## [What is expected]
Check each line of the material below, and copy it if it holds the string "section".
★ ★ ★ ★ ★
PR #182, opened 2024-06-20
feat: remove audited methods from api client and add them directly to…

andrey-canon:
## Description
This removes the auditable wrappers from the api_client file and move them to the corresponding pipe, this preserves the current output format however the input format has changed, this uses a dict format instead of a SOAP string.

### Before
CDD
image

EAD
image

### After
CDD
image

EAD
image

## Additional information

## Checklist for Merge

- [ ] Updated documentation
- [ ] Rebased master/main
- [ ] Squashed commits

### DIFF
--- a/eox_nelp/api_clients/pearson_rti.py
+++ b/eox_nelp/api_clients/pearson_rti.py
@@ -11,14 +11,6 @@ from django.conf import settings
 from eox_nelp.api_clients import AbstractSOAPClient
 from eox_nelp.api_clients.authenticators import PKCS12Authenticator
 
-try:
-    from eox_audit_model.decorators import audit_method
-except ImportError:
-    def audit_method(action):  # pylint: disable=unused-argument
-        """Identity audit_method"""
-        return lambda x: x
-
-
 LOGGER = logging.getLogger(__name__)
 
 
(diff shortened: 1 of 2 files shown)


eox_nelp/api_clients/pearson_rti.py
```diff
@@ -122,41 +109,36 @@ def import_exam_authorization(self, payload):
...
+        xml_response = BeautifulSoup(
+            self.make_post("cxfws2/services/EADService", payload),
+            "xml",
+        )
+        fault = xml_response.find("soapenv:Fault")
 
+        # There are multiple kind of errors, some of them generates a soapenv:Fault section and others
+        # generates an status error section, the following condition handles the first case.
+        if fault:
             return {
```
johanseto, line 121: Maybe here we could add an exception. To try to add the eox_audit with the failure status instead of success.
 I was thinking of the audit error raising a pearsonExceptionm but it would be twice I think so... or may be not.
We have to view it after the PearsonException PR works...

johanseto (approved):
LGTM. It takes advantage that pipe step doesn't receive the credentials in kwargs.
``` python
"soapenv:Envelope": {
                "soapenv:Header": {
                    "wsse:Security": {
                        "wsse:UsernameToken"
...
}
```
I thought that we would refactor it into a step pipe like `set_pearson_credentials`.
★ ★ ★ ★ ★
## [Task solution]
+        # There are multiple kind of errors, some of them generates a soapenv:Fault section and others
+        # generates an status error section, the following condition handles the first case.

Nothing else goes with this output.